The results are presented under the “Report” tab. The project summary is shown at the top. Each configuration that you entered on the Trees tab is shown as its own row, with a summary of the characteristics to identify the group. Benefits summed for the project lifetime are shown under four green tabs above the table:

CO2 Benefits
The CO2 sequestered by the trees over the project lifetime is shown together with the CO2 benefits from reduced energy use.
Energy
The benefits associated with reduced energy use for cooling and heating are shown. Note that some tree placements can result in higher energy use for heating when trees block the warming rays of the winter sun.
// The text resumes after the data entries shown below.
PR #15531, opened 2022-11-22
adding config for request_limits

jmurret:
### Description
Add new configuration to configure global rate limiter.
This should ensure:

- Config is parsed correctly
- Config generates a new rate limiter handler
- Config need to be reloadable using “consul reload”
- Config need to be reloadable using consul config auto reload feature

* Currently the main unit tests are:
  * [TestAgent_consulConfig_RequestLimits](https://github.com/hashicorp/consul/pull/15531/files#diff-e12d66df9a328a0b4b4e61abbde9a65eb60a4c8a6a8ca9249a455f173007ac89R4246) - ensures config is loaded
  * [TestServer_ReloadConfig](https://github.com/hashicorp/consul/pull/15531/files#diff-d8fc6b5ebbb6ec0cccca872b41ab0d6267bb2ed07982fe15cb566cc7ca95236cR1880-R1892) - ensures the rate limit handler gets called on reload

### Links
[NET-1379](https://hashicorp.atlassian.net/browse/NET-1379)

### PR Checklist

* [x] updated test coverage
* [x] not a security concern

### Adding a field checklist
There are four specific cases covered with increasing complexity:
 1. adding a simple config field only used by client agents
 1. adding a CLI flag to mirror that config field
 1. adding a config field that needs to be used in Consul servers
 1. adding a field to the Service Definition

#### Adding a Simple Config Field for Client Agents

   `agent/config/config.go`.
   `agent/config/runtime.go`.
   translate.
      - [x] Add validation to Validate in `agent/config/builder.go`.
      - [x] If the config needs to be defaulted for the test server used in unit tests,
            also add it to `DefaultConfig()` in `agent/consul/defaults.go`.
 - [x] **If** your config should take effect on a reload/HUP.
      - [x] Add necessary code to to trigger a safe (locked or atomic) update to
        more of the following places:
      - [x] Add a test to `agent/agent_test.go` similar to others with prefix
        `TestAgent_reloadConfig*`.

Done! You can now use your new field in a client agent by accessing
`s.agent.Config.<FieldName>`.

If you need a CLI flag, access to the variable in a Server context, or touched
the Service Definition, make sure you continue on to follow the appropriate
checklists below.

#### Adding a Simple Config Field for Servers
Consul servers have a separate Config struct for reasons. Note that Consul
server agents are actually also client agents, so in some cases config that is
only destined for servers doesn't need to follow this checklist provided it's
only needed during the bootstrapping of the server (which is done in code shared
by both server and client components in `agent.go`). For example WAN Gossip
configs are only valid on server agents but since WAN Gossip is setup in
`agent.go` they don't need to follow this checklist. The simplest (and mostly
accurate) rule is:

> If you need to access the config field from code in  `agent/consul` (e.g. RPC
> endpoints), then you need to follow this. If it's only in `agent` (e.g. HTTP
> endpoints or agent startup) you don't.

A final word of warning - **you should never need to pass config into the FSM
(`agent/consul/fsm`) or state store (`agent/consul/state`)**. Doing so is **_very
dangerous_** and can violate consistency guarantees and corrupt databases. If
you think you need this then please discuss the design with the Consul team
before writing code!

Consul's server components for historical reasons don't use the `RuntimeConfig`
struct they have their own struct called `Config` in `agent/consul/config.go`.

 - [x] Do all of the steps in [Adding a Simple Config
 - [x] Add code to set the values from the `RuntimeConfig` in the confusingly
   named `consulConfig` method in `agent/agent.go`
 - [x] **If needed**, add a test to `agent_test.go` if there is some non-trivial
 - [x] **If** your config should take effect on a reload/HUP
      - [x] Add necessary code to `ReloadConfig` in `agent/consul/server.go` this
        updated.
      - [x] Add a new test or a new assertion to `TestServer_ReloadConfig`

You can now access that field from `s.srv.config.<FieldName>` inside an RPC
handler.


agent/consul/rate/handler.go
```diff
@@ -134,6 +168,18 @@ func (h *Handler) UpdateConfig(cfg HandlerConfig) {
 	h.limiter.UpdateConfig(cfg.GlobalReadConfig, globalRead.ConfigKey())
 }
 
+func (h *Handler) GetGlobalReadLimiterConfig() (*multilimiter.LimiterConfig, bool) {
```
jmurret, line 171: Added this to be able to assert reload worked...is there a better way to assert this and not add this additional API surface area to handler and multilimiter?

agent/consul/rate/multilimiter/multilimiter.go
```diff
@@ -26,6 +26,7 @@ func Key(prefix, key []byte) KeyType {
 type RateLimiter interface {
 	Run(ctx context.Context)
 	Allow(entity LimitedEntity) bool
+	GetConfig(prefix []byte) (*LimiterConfig, bool)
```
jmurret, line 29: see above.

agent/agent_test.go
```diff
@@ -4179,6 +4180,39 @@ func TestAgent_ReloadConfig_XDSUpdateRateLimit(t *testing.T) {
...
+					read_rate = 8888
+					write_rate = 9999
+				}
+			}`,
+		},
+	)
+
+	require.Equal(t, consulrate.Mode("enforcing"), c.RequestLimitsMode)
+	require.NoError(t, a.reloadConfigInternal(c))
+	// JM TODO: assert on something else that shows it was reloaded.
```
jmurret, line 4210: Is this possible?

agent/config/runtime.go
```diff
@@ -1015,6 +1016,35 @@ type RuntimeConfig struct {
 	// flag: -rejoin
 	RejoinAfterLeave bool
 
+	// RequestLimitsMode enforces the action that will occur when RequestLimitsReadRate
+	// or RequestLimitsWriteRate is exceeded.  A value of "enforce" will block
```
jmurret, line 1020: Should we also include a disabled mode?  If not, do we only turn this on if `mode` is specified?  If they have read_rate or write rate should it be ignored if mode is not specified?

agent/consul/server_test.go
```diff
@@ -1864,6 +1870,20 @@ func TestServer_ReloadConfig(t *testing.T) {
 	require.Equal(t, rate.Limit(1000), limiter.Limit())
 	require.Equal(t, 10000, limiter.Burst())
 
+	// Check the incoming RPC rate limiter got updated
+	handlerConfig := s.incomingRPCLimiter.GetConfig()
+	require.Equal(t, rc.RequestLimitsMode, handlerConfig.GlobalMode)
+	require.Equal(t, 99, handlerConfig.Config.Rate)
```
jmurret, line 1876: Should HandlerCong.Config be asserted?

agent/consul/rate/handler.go
```diff
@@ -27,17 +27,53 @@ var (
...
-	ModePermissive Mode = iota
+	ModePermissive Mode = "permissive"
 
-	// ModeEnforcing causes the handler to reject the rate-limted operation.
-	ModeEnforcing
+	// ModeEnforcing causes the handler to reject the rate-limited operation.
+	ModeEnforcing Mode = "enforcing"
 )
 
+var modeToName = map[Mode]string{
```
jmurret, line 44: might move this out to a mode.go file

agent/config/default.go
```diff
@@ -97,6 +97,11 @@ func DefaultSource() Source {
 		limits = {
 			http_max_conns_per_client = 200
 			https_handshake_timeout = "5s"
+			request_limits = {
```
jmurret, line 100: Should this be omitted?  Configured to use disabled mode?

agent/config/builder.go
```diff
@@ -1047,6 +1048,9 @@ func (b *builder) build() (rt RuntimeConfig, err error) {
 		ReconnectTimeoutLAN:               b.durationVal("reconnect_timeout", c.ReconnectTimeoutLAN),
 		ReconnectTimeoutWAN:               b.durationVal("reconnect_timeout_wan", c.ReconnectTimeoutWAN),
 		RejoinAfterLeave:                  boolVal(c.RejoinAfterLeave),
+		RequestLimitsMode:                 b.requestsLimitsModeVal(stringVal(c.Limits.RequestLimits.Mode)),
```
jmurret, line 1051: Do we need validation rules for these to prevent things like setting one of the rates, but not the mode?  Or would the mode just pick up the default?

agent/consul/server.go
```diff
@@ -468,8 +472,17 @@ func NewServer(config *Config, flat Deps, externalGRPCServer *grpc.Server) (*Ser
 
 	// TODO(NET-1380, NET-1381): thread this into the net/rpc and gRPC interceptors.
 	s.incomingRPCLimiter = rpcRate.NewHandler(rpcRate.HandlerConfig{
-		// TODO(NET-1379): pass in _real_ configuration.
-		GlobalMode: rpcRate.ModePermissive,
+		// TODO(NET-1379):
+		// - should disabled mode not register this handler?  Or does the handler have logic for disabled?
+		GlobalMode: rpcRate.Mode(config.RequestLimitsMode),
+		GlobalReadConfig: multilimiter.LimiterConfig{
+			Rate:  config.RequestLimitsReadRate,
```
jmurret, line 479: Handler is always configured.  Here we detect the user did not set the mode and we pass rate.inf.

agent/agent_test.go
jmurret: Remove this test.

agent/consul/rate/handler.go
```diff
@@ -27,17 +27,53 @@ var (
 
 // Mode determines the action that will be taken when a rate limit has been
 // exhausted (e.g. log and allow, or reject).
-type Mode int
+type Mode string
 
 const (
+	// ModeDisabled causes the handler to not register itself.
+	ModeDisabled Mode = "disabled"
```
jmurret, line 34: remove this.

agent/consul/rate/handler.go
```diff
@@ -27,17 +27,53 @@ var (
 
 // Mode determines the action that will be taken when a rate limit has been
 // exhausted (e.g. log and allow, or reject).
-type Mode int
+type Mode string
```
dhiaayachi, line 30: See my comment above about converting this to int maybe

agent/consul/server.go
```diff
@@ -467,10 +471,19 @@ func NewServer(config *Config, flat Deps, externalGRPCServer *grpc.Server) (*Ser
...
+		s.incomingRPCLimiter = rpcRate.NewHandler(rpcRate.HandlerConfig{
+			GlobalMode: rpcRate.Mode(config.RequestLimitsMode),
+			GlobalReadConfig: multilimiter.LimiterConfig{
+				Rate:  config.RequestLimitsReadRate,
+				Burst: int(config.RequestLimitsReadRate) * requestLimitsBurstMultiplier,
+			},
+			GlobalWriteConfig: multilimiter.LimiterConfig{
+				Rate:  config.RequestLimitsWriteRate,
+				Burst: int(config.RequestLimitsWriteRate) * requestLimitsBurstMultiplier,
+			},
```
dhiaayachi, line 484: Maybe later when we get to IP rate limiting, but I think this should be a substruct so we can use it for other kind of limiting.

agent/consul/server.go
```diff
@@ -1676,6 +1689,19 @@ func (s *Server) ReloadConfig(config ReloadableConfig) error {
...
+		GlobalMode: config.RequestLimitsMode,
+		GlobalReadConfig: multilimiter.LimiterConfig{
+			Rate:  config.RequestLimitsReadRate,
+			Burst: int(config.RequestLimitsReadRate) * requestLimitsBurstMultiplier,
+		},
+		GlobalWriteConfig: multilimiter.LimiterConfig{
+			Rate:  config.RequestLimitsWriteRate,
+			Burst: int(config.RequestLimitsWriteRate) * requestLimitsBurstMultiplier,
+		},
+	})
```
dhiaayachi, line 1703: This is fine for now but I'm wondering if we need to check if the config changes before updating it. This could be done in the multi-limiter to make an update config a no-op if the config don't change.

dhiaayachi (commented):
Great work @jmurret. Adding a config in Consul is challenging and I think you covered all of the different ways that Consul config could change 😄 

I left few comments for consideration.

agent/config/runtime.go
```diff
@@ -1015,6 +1016,37 @@ type RuntimeConfig struct {
...
+
+	// RequestLimitsReadRate controls how frequently RPC, gRPC, and HTTP
+	// queries are allowed to happen. In any large enough time interval, rate
+	// limiter limits the rate to RequestLimitsReadRate tokens per second.
+	//
+	// See https://en.wikipedia.org/wiki/Token_bucket for more about token
+	// buckets.
+	//
+	// hcl: limits { request_limits { read_rate = (float64|MaxFloat64) } }
+	RequestLimitsReadRate rate.Limit
```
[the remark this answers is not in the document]
jmurret: We currently use it for `RPCRateLimit` and `XDSUpdateRateLimit`.  So I am following that convention.  I think if we consider this for our current project, we should consider making it consistent.  I also don't feel like the code is that invasive that the cost of changing this later, should we need to, makes it worth this refactor now.

agent/consul/server.go
jmurret: Good point. Would this be a comparison with the handler's config?

agent/agent.go
```diff
@@ -4027,17 +4032,18 @@ func (a *Agent) reloadConfig(autoReload bool) error {
...
 				}
 			}
 			if f.oldCfg.CertFile != f.newCfg.CertFile {
-				a.configFileWatcher.Replace(f.oldCfg.CertFile, f.newCfg.CertFile)
+				err = a.configFileWatcher.Replace(f.oldCfg.CertFile, f.newCfg.CertFile)
 				if err != nil {
 					return err
 				}
 			}
+
```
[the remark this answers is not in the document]
jmurret: I added this because currently the statements below will not return errors if the configFileWatcher swap returns an error.  I can move this to an outside PR, but either this change needs to occur or we just remove the error returns below them because they are not actually doing the way this is currently written.

agent/config/builder.go
```diff
@@ -1780,6 +1784,19 @@ func (b *builder) dnsRecursorStrategyVal(v string) dns.RecursorStrategy {
 	return out
 }
 
+func (b *builder) requestsLimitsModeVal(v string) consulrate.Mode {
+	var out consulrate.Mode
+
+	mode, ok := consulrate.RequestLimitsModeFromName(v)
```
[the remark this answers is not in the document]
jmurret: Good call!  That has been changed.

agent/config/default.go
```diff
@@ -97,6 +97,11 @@ func DefaultSource() Source {
...
+				mode = "disabled"
+				read_rate = -1
+				write_rate = -1
```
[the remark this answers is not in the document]
jmurret: Should I make these 0 and add validation that this is greater than 0?

agent/config/config.go
```diff
@@ -713,16 +713,23 @@ type UnixSocket struct {
...
-	RPCClientTimeout      *string  `mapstructure:"rpc_client_timeout"`
-	RPCHandshakeTimeout   *string  `mapstructure:"rpc_handshake_timeout"`
-	RPCMaxBurst           *int     `mapstructure:"rpc_max_burst"`
-	RPCMaxConnsPerClient  *int     `mapstructure:"rpc_max_conns_per_client"`
-	RPCRate               *float64 `mapstructure:"rpc_rate"`
-	KVMaxValueSize        *uint64  `mapstructure:"kv_max_value_size"`
-	TxnMaxReqLen          *uint64  `mapstructure:"txn_max_req_len"`
+	HTTPMaxConnsPerClient *int          `mapstructure:"http_max_conns_per_client"`
+	HTTPSHandshakeTimeout *string       `mapstructure:"https_handshake_timeout"`
+	RequestLimits         RequestLimits `mapstructure:"request_limits" json:"-"`
```
boxofrad, line 725: Is there a specific reason to omit this in JSON encoding? (which I think is what the `-` tag is doing)

agent/config/default.go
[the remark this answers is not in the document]
boxofrad: IMO the config builder should be responsible for turning `-1` into `rate.Inf`.

agent/config/testdata/full-config.hcl
```diff
@@ -306,6 +306,11 @@ limits {
     rpc_max_conns_per_client = 2954
     kv_max_value_size = 1234567800
     txn_max_req_len = 567800000
+    request_limits {
+        mode = "permissive"
+        read_rate = 100.0
+        write_rate = 100.0
```
boxofrad, line 312: Maybe worth making these different values to catch any conversion typos?

agent/consul/config.go
```diff
@@ -497,6 +517,10 @@ func DefaultConfig() *Config {
 
 		CheckOutputMaxSize: checks.DefaultBufSize,
 
+		RequestLimitsMode:      "permissive",
+		RequestLimitsReadRate:  -1, // ops / sec
+		RequestLimitsWriteRate: -1, // ops / sec
```
boxofrad, line 522:
```suggestion
		RequestLimitsReadRate:  rate.Inf, // ops / sec
		RequestLimitsWriteRate: rate.Inf, // ops / sec
```

agent/consul/rate/handler.go
```diff
@@ -30,14 +30,50 @@ var (
...
+	ModePermissive: "permissive",
+}
+var modeFromName = map[string]Mode{
+	"disabled":   ModeDisabled,
+	"enforcing":  ModeEnforcing,
+	"permissive": ModePermissive,
+	// If the value is not found in the persisted config file, then use the
+	// disabled default.
+	"": ModeDisabled,
+}
```
boxofrad, line 56: Here's that trick I mentioned so we don't have to maintain 2 maps 😄 

```suggestion
var modeFromName = func() map[string]Mode {
	vals := map[string]Mode{
		"": ModeDisabled,
	}
	for k, v := range modeToName {
		vals[v] = k
	}
	return vals
}()
```

agent/consul/server.go
```diff
@@ -467,10 +471,19 @@ func NewServer(config *Config, flat Deps, externalGRPCServer *grpc.Server) (*Ser
...
+			GlobalMode: rpcRate.RequestLimitsModeFromNameWithDefault(config.RequestLimitsMode),
+			GlobalReadConfig: multilimiter.LimiterConfig{
+				Rate:  config.RequestLimitsReadRate,
+				Burst: int(config.RequestLimitsReadRate) * requestLimitsBurstMultiplier,
+			},
+			GlobalWriteConfig: multilimiter.LimiterConfig{
+				Rate:  config.RequestLimitsWriteRate,
+				Burst: int(config.RequestLimitsWriteRate) * requestLimitsBurstMultiplier,
+			},
+		}, s)
```
boxofrad, line 485: Rather than duplicating this in the reload path, could we extract a conversion function?

website/content/docs/agent/config/config-files.mdx
```diff
@@ -541,6 +541,10 @@ Valid time units are 'ns', 'us' (or 'µs'), 'ms', 's', 'm', 'h'."
 
   - `http_max_conns_per_client` - Configures a limit of how many concurrent TCP connections a single client IP address is allowed to open to the agent's HTTP(S) server. This affects the HTTP(S) servers in both client and server agents. Default value is `200`.
   - `https_handshake_timeout` - Configures the limit for how long the HTTPS server in both client and server agents will wait for a client to complete a TLS handshake. This should be kept conservative as it limits how many connections an unauthenticated attacker can open if `verify_incoming` is being using to authenticate clients (strongly recommended in production). Default value is `5s`.
+  - `request_limits` - This object povides configuration for rate limiting RPC, gRPC and HTTP requests on the consul server.
```
boxofrad, line 544: I wonder if we should make it clear that it's actually the RPC/gRPC request that is limited, and HTTP requests are limited as a consequence of that.

boxofrad (approved):
This looks great! Thanks for running the gauntlet, @jmurret 🙌🏻 

I've left a few comments but please feel free to take them or leave them.

agent/agent.go
```diff
@@ -4138,16 +4144,19 @@ func (a *Agent) reloadConfigInternal(newCfg *config.RuntimeConfig) error {
...
-		RPCMaxConnsPerClient:  newCfg.RPCMaxConnsPerClient,
-		ConfigEntryBootstrap:  newCfg.ConfigEntryBootstrap,
-		RaftSnapshotThreshold: newCfg.RaftSnapshotThreshold,
-		RaftSnapshotInterval:  newCfg.RaftSnapshotInterval,
-		HeartbeatTimeout:      newCfg.ConsulRaftHeartbeatTimeout,
-		ElectionTimeout:       newCfg.ConsulRaftElectionTimeout,
-		RaftTrailingLogs:      newCfg.RaftTrailingLogs,
+		RequestLimitsMode:      newCfg.RequestLimitsMode,
+		RequestLimitsReadRate:  newCfg.RequestLimitsReadRate,
+		RequestLimitsWriteRate: newCfg.RequestLimitsWriteRate,
```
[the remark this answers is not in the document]
jmurret: This is done.

agent/config/default.go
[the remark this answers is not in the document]
jmurret: I like this!  Thank you

agent/config/config.go
jmurret: no.  good catch.  I think this is remnant of imitating another config section!  🙏

jmurret: this is fixed. 🙏

agent/config/default.go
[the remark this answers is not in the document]
jmurret: this is fixed.  thank you both!

agent/consul/server.go
jmurret: this is fixed.  🙏

website/content/docs/agent/config/config-files.mdx
jmurret: This has been fixed. Great suggestion.

agent/consul/server.go
jmurret: This has been fixed.  Thank you for the suggestion!

agent/config/testdata/full-config.hcl
jmurret: Done.  🙏

dhiaayachi (approved):
Thank you for taking into account my suggestions @jmurret! 
I recommend extracting the fix in a separate PR but other than that it LGTM!

agent/agent.go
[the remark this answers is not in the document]
jmurret: agree. will do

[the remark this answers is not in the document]
jmurret: This is now in https://github.com/hashicorp/consul/pull/15769.  It's currently in draft mode.  I'll fix up the description and changelog.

In these cases, the benefits are shown with a negative sign.
Eco
Stormwater benefits and total tree biomass are presented here. Stormwater benefits are presented in two ways. Rainfall interception indicates the annual amount of water captured by the trees' leaves over the course of a rainfall year (2010). Stormwater managed represents a new refinement to our modeling of the hydrological benefits of trees. It incorporates local rainfall data and county-level data on land cover (in particular, amounts of pervious vs impervious surface) to arrive at a more accurate representation of how much rainfall runoff, annually, is diverted from stormwater systems for a tree-planting project.
Air pollution
Air pollutants captured by the trees and air pollutants reduced owing to reduced energy use are shown here for four pollutants: O3, NO2, SO2, and small particulate matter.

Results can be viewed in English or metric units by toggling between the buttons above the table. The blue buttons immediately above the table allow you to copy the rows into your clipboard, download them as a .csv file, or save the project.